Repeat all of the material exactly, with no line missing.

-------- Data

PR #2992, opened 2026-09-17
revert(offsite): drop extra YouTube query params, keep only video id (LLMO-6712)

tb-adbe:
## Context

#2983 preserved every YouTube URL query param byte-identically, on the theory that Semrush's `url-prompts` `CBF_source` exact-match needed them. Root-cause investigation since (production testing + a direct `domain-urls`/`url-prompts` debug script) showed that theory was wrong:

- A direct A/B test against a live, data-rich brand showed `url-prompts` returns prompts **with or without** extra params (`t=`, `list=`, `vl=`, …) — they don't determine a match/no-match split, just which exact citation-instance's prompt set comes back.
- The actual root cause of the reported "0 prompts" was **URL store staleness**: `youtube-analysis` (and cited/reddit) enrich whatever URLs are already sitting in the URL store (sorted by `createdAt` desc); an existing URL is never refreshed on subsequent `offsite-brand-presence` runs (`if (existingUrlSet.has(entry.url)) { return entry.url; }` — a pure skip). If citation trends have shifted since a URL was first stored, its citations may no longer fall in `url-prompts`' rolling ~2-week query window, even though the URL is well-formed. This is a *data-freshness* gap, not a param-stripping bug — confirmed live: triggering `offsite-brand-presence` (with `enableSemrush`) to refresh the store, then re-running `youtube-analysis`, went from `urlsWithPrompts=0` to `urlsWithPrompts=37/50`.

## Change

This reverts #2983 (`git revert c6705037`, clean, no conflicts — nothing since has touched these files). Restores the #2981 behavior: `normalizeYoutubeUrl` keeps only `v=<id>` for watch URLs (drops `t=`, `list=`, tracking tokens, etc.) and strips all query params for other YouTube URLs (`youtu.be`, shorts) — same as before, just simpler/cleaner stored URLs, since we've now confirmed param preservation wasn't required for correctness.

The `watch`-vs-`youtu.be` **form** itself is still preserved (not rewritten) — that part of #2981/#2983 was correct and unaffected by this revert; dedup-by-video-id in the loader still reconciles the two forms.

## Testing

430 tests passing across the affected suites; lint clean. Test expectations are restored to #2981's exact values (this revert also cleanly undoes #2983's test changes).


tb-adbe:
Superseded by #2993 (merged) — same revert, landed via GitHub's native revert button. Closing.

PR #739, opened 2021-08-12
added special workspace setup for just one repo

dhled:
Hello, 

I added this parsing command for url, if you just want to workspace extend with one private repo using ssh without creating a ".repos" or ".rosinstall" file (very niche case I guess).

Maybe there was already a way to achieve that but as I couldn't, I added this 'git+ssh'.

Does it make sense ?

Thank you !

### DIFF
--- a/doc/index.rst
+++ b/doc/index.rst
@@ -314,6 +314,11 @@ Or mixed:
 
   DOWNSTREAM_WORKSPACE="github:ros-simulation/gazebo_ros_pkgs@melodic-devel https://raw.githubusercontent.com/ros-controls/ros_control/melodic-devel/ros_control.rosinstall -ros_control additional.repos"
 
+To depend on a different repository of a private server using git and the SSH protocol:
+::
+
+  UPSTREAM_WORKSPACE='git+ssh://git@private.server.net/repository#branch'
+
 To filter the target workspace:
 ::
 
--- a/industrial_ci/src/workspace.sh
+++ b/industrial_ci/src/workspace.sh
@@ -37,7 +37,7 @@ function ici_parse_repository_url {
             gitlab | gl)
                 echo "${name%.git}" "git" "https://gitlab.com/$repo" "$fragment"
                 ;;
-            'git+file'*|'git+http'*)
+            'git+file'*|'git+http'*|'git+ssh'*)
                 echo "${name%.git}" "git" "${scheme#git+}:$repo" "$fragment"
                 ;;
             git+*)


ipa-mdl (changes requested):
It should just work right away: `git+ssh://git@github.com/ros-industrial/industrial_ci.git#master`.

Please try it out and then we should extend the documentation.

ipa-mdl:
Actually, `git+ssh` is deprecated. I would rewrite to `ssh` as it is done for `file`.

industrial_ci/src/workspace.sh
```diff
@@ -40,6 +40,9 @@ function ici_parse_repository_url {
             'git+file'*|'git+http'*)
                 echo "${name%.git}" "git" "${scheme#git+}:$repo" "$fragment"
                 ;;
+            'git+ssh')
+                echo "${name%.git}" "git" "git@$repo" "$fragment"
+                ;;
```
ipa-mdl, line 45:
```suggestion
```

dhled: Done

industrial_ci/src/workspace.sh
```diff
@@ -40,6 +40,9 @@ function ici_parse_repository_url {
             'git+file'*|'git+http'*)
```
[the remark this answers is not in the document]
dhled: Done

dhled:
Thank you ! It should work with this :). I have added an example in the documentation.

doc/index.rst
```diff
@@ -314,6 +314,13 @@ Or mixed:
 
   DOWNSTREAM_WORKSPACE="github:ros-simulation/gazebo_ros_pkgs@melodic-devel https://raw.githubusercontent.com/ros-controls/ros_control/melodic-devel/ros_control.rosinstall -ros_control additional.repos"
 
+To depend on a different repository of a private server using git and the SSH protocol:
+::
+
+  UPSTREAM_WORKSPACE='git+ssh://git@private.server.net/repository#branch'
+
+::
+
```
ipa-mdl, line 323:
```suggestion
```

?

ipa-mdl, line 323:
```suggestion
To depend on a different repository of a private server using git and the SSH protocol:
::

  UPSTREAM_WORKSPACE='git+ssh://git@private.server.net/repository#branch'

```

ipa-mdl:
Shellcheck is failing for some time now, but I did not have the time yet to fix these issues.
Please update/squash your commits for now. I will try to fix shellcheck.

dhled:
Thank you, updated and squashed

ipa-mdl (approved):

----------------

_Answer to this task_
PR #2992, opened 2026-09-17
revert(offsite): drop extra YouTube query params, keep only video id (LLMO-6712)

tb-adbe:
## Context

#2983 preserved every YouTube URL query param byte-identically, on the theory that Semrush's `url-prompts` `CBF_source` exact-match needed them. Root-cause investigation since (production testing + a direct `domain-urls`/`url-prompts` debug script) showed that theory was wrong:

- A direct A/B test against a live, data-rich brand showed `url-prompts` returns prompts **with or without** extra params (`t=`, `list=`, `vl=`, …) — they don't determine a match/no-match split, just which exact citation-instance's prompt set comes back.
- The actual root cause of the reported "0 prompts" was **URL store staleness**: `youtube-analysis` (and cited/reddit) enrich whatever URLs are already sitting in the URL store (sorted by `createdAt` desc); an existing URL is never refreshed on subsequent `offsite-brand-presence` runs (`if (existingUrlSet.has(entry.url)) { return entry.url; }` — a pure skip). If citation trends have shifted since a URL was first stored, its citations may no longer fall in `url-prompts`' rolling ~2-week query window, even though the URL is well-formed. This is a *data-freshness* gap, not a param-stripping bug — confirmed live: triggering `offsite-brand-presence` (with `enableSemrush`) to refresh the store, then re-running `youtube-analysis`, went from `urlsWithPrompts=0` to `urlsWithPrompts=37/50`.

## Change

This reverts #2983 (`git revert c6705037`, clean, no conflicts — nothing since has touched these files). Restores the #2981 behavior: `normalizeYoutubeUrl` keeps only `v=<id>` for watch URLs (drops `t=`, `list=`, tracking tokens, etc.) and strips all query params for other YouTube URLs (`youtu.be`, shorts) — same as before, just simpler/cleaner stored URLs, since we've now confirmed param preservation wasn't required for correctness.

The `watch`-vs-`youtu.be` **form** itself is still preserved (not rewritten) — that part of #2981/#2983 was correct and unaffected by this revert; dedup-by-video-id in the loader still reconciles the two forms.

## Testing

430 tests passing across the affected suites; lint clean. Test expectations are restored to #2981's exact values (this revert also cleanly undoes #2983's test changes).


tb-adbe:
Superseded by #2993 (merged) — same revert, landed via GitHub's native revert button. Closing.

PR #739, opened 2021-08-12
added special workspace setup for just one repo

dhled:
Hello, 

I added this parsing command for url, if you just want to workspace extend with one private repo using ssh without creating a ".repos" or ".rosinstall" file (very niche case I guess).

Maybe there was already a way to achieve that but as I couldn't, I added this 'git+ssh'.

Does it make sense ?

Thank you !

### DIFF
--- a/doc/index.rst
+++ b/doc/index.rst
@@ -314,6 +314,11 @@ Or mixed:
 
   DOWNSTREAM_WORKSPACE="github:ros-simulation/gazebo_ros_pkgs@melodic-devel https://raw.githubusercontent.com/ros-controls/ros_control/melodic-devel/ros_control.rosinstall -ros_control additional.repos"
 
+To depend on a different repository of a private server using git and the SSH protocol:
+::
+
+  UPSTREAM_WORKSPACE='git+ssh://git@private.server.net/repository#branch'
+
 To filter the target workspace:
 ::
 
--- a/industrial_ci/src/workspace.sh
+++ b/industrial_ci/src/workspace.sh
@@ -37,7 +37,7 @@ function ici_parse_repository_url {
             gitlab | gl)
                 echo "${name%.git}" "git" "https://gitlab.com/$repo" "$fragment"
                 ;;
-            'git+file'*|'git+http'*)
+            'git+file'*|'git+http'*|'git+ssh'*)
                 echo "${name%.git}" "git" "${scheme#git+}:$repo" "$fragment"
                 ;;
             git+*)


ipa-mdl (changes requested):
It should just work right away: `git+ssh://git@github.com/ros-industrial/industrial_ci.git#master`.

Please try it out and then we should extend the documentation.

ipa-mdl:
Actually, `git+ssh` is deprecated. I would rewrite to `ssh` as it is done for `file`.

industrial_ci/src/workspace.sh
```diff
@@ -40,6 +40,9 @@ function ici_parse_repository_url {
             'git+file'*|'git+http'*)
                 echo "${name%.git}" "git" "${scheme#git+}:$repo" "$fragment"
                 ;;
+            'git+ssh')
+                echo "${name%.git}" "git" "git@$repo" "$fragment"
+                ;;
```
ipa-mdl, line 45:
```suggestion
```

dhled: Done

industrial_ci/src/workspace.sh
```diff
@@ -40,6 +40,9 @@ function ici_parse_repository_url {
             'git+file'*|'git+http'*)
```
[the remark this answers is not in the document]
dhled: Done

dhled:
Thank you ! It should work with this :). I have added an example in the documentation.

doc/index.rst
```diff
@@ -314,6 +314,13 @@ Or mixed:
 
   DOWNSTREAM_WORKSPACE="github:ros-simulation/gazebo_ros_pkgs@melodic-devel https://raw.githubusercontent.com/ros-controls/ros_control/melodic-devel/ros_control.rosinstall -ros_control additional.repos"
 
+To depend on a different repository of a private server using git and the SSH protocol:
+::
+
+  UPSTREAM_WORKSPACE='git+ssh://git@private.server.net/repository#branch'
+
+::
+
```
ipa-mdl, line 323:
```suggestion
```

?

ipa-mdl, line 323:
```suggestion
To depend on a different repository of a private server using git and the SSH protocol:
::

  UPSTREAM_WORKSPACE='git+ssh://git@private.server.net/repository#branch'

```

ipa-mdl:
Shellcheck is failing for some time now, but I did not have the time yet to fix these issues.
Please update/squash your commits for now. I will try to fix shellcheck.

dhled:
Thank you, updated and squashed

ipa-mdl (approved):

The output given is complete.